Provided information:
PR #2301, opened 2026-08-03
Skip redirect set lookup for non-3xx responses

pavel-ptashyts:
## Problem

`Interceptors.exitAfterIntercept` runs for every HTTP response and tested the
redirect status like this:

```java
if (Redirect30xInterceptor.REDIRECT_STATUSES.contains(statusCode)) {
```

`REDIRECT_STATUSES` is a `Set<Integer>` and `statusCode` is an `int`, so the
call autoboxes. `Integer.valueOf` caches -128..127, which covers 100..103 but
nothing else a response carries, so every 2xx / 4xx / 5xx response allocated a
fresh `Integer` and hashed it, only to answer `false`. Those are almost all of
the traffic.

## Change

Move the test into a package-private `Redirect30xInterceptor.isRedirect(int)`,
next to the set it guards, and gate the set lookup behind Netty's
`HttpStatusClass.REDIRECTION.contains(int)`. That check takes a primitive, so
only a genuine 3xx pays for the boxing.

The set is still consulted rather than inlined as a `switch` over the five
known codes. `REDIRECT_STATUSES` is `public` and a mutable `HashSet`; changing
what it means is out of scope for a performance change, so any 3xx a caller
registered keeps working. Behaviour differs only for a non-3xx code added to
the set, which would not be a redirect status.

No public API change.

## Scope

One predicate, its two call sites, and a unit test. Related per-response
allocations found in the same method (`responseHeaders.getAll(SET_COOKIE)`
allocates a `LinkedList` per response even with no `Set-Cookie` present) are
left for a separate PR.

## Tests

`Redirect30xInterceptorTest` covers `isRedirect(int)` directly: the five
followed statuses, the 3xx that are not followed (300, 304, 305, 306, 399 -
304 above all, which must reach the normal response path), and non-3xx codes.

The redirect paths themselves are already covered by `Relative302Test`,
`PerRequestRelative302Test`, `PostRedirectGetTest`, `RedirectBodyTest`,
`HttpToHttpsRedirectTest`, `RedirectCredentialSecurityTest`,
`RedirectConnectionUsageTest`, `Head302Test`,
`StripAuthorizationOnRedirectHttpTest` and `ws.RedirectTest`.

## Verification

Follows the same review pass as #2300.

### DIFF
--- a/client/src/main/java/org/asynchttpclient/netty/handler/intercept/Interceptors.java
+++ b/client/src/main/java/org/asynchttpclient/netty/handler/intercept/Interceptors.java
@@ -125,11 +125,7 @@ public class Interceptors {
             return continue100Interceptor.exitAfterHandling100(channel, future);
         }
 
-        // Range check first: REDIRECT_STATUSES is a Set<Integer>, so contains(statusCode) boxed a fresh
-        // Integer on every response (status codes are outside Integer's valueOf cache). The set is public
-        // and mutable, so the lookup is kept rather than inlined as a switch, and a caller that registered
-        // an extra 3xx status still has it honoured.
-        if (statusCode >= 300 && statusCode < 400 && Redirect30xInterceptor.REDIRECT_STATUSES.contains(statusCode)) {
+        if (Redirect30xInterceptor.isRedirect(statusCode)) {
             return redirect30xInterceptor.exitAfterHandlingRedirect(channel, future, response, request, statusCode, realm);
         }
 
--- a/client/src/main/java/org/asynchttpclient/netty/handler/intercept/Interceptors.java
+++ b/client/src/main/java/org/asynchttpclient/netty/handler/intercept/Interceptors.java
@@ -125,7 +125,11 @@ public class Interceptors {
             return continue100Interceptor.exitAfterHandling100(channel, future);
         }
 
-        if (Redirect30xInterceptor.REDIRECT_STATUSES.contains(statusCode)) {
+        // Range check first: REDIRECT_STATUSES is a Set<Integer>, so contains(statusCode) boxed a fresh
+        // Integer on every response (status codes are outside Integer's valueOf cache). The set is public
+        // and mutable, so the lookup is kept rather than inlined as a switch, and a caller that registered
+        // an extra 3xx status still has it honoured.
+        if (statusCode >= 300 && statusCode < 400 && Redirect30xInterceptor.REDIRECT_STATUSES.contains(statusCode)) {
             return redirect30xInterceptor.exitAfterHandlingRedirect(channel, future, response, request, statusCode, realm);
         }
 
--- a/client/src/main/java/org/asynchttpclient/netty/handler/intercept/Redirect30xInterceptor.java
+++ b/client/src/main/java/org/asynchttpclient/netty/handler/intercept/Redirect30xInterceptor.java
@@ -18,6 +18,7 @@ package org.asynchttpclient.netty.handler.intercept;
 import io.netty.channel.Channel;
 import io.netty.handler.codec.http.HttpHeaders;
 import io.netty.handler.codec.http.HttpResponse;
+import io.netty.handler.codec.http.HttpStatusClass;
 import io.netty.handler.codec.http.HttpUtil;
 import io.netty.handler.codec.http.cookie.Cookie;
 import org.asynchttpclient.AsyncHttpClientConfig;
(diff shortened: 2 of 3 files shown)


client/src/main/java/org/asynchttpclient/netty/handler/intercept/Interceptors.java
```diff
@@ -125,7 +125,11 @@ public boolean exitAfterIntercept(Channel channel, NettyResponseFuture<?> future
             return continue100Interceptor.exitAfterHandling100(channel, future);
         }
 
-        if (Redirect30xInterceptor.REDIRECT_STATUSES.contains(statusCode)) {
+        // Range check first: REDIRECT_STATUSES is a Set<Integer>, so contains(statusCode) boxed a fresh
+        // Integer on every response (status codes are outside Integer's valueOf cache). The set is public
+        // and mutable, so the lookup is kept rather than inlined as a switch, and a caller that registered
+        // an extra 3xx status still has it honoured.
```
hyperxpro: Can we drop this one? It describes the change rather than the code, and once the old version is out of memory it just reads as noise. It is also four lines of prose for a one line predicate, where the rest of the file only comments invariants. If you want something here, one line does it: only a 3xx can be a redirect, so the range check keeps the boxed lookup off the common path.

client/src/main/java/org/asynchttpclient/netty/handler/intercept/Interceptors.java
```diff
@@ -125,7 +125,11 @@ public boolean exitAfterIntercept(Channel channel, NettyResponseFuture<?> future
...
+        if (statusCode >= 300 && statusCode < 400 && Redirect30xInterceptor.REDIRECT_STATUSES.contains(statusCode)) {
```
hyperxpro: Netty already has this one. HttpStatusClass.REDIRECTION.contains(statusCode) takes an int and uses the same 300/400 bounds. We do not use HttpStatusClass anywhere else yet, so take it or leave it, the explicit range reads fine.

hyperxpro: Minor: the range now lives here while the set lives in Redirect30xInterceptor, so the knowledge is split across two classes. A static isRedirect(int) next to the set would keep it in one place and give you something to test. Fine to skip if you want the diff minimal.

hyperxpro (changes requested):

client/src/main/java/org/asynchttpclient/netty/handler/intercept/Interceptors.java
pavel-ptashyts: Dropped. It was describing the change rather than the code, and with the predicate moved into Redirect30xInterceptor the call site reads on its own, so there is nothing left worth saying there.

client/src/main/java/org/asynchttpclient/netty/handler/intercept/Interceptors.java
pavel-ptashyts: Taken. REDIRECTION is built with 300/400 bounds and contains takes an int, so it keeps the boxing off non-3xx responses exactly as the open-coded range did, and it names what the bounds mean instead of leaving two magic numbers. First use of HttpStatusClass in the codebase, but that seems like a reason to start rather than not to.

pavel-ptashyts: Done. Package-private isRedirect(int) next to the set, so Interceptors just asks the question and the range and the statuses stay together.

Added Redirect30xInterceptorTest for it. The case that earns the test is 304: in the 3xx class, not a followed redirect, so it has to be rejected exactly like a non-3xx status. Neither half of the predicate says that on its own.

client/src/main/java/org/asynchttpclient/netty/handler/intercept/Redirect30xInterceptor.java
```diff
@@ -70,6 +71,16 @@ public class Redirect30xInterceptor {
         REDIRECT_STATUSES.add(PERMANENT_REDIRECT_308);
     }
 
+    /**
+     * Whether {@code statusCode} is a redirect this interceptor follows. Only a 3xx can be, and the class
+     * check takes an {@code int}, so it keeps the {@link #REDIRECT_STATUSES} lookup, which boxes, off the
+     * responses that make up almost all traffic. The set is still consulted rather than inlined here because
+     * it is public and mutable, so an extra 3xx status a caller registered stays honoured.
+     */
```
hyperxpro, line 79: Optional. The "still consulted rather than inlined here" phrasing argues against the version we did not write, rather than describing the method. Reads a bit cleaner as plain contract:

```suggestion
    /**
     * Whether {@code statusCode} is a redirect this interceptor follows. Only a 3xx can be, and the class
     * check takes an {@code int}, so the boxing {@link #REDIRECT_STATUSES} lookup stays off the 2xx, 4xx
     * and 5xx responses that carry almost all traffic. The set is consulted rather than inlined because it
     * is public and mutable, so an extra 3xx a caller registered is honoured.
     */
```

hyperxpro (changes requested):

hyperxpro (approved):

* * *

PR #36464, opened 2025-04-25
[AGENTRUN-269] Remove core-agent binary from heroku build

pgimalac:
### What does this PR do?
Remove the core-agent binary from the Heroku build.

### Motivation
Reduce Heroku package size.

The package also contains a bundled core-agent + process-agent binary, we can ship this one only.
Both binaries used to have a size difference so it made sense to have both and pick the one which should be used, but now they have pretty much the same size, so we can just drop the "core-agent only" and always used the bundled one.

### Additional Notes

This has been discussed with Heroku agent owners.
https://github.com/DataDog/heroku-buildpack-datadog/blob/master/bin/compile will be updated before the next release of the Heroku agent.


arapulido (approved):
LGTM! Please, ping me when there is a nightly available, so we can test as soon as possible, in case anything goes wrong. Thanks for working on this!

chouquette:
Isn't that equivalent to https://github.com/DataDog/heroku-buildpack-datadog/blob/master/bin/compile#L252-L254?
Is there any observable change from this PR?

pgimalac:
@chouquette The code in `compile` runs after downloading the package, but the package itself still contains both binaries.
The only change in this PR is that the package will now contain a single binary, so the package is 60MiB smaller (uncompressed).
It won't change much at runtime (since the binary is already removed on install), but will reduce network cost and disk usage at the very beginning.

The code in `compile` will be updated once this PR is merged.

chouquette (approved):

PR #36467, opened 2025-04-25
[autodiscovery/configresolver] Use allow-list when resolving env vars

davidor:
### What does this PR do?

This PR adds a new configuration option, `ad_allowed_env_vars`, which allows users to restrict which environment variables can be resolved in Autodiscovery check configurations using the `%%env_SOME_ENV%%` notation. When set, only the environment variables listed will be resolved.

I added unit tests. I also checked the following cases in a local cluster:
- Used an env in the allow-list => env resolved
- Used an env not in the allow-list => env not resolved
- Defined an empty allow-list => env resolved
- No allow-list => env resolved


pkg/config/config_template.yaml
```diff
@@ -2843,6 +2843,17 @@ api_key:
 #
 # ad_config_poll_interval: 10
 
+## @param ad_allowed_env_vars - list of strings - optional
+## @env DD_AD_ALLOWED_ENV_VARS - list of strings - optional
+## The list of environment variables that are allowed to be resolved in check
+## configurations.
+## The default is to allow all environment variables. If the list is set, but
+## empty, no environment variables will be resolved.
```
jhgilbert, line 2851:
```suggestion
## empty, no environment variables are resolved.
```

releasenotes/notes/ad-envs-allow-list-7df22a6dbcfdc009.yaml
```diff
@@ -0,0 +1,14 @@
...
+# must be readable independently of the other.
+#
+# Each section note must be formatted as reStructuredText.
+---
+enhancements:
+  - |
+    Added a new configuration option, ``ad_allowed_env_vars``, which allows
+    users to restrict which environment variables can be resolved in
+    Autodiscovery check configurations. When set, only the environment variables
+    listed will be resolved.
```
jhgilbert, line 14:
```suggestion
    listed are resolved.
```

Required action: Wherever "unit" appears in a line of the entries, copy that line.

Response below:
One predicate, its two call sites, and a unit test. Related per-response
I added unit tests. I also checked the following cases in a local cluster:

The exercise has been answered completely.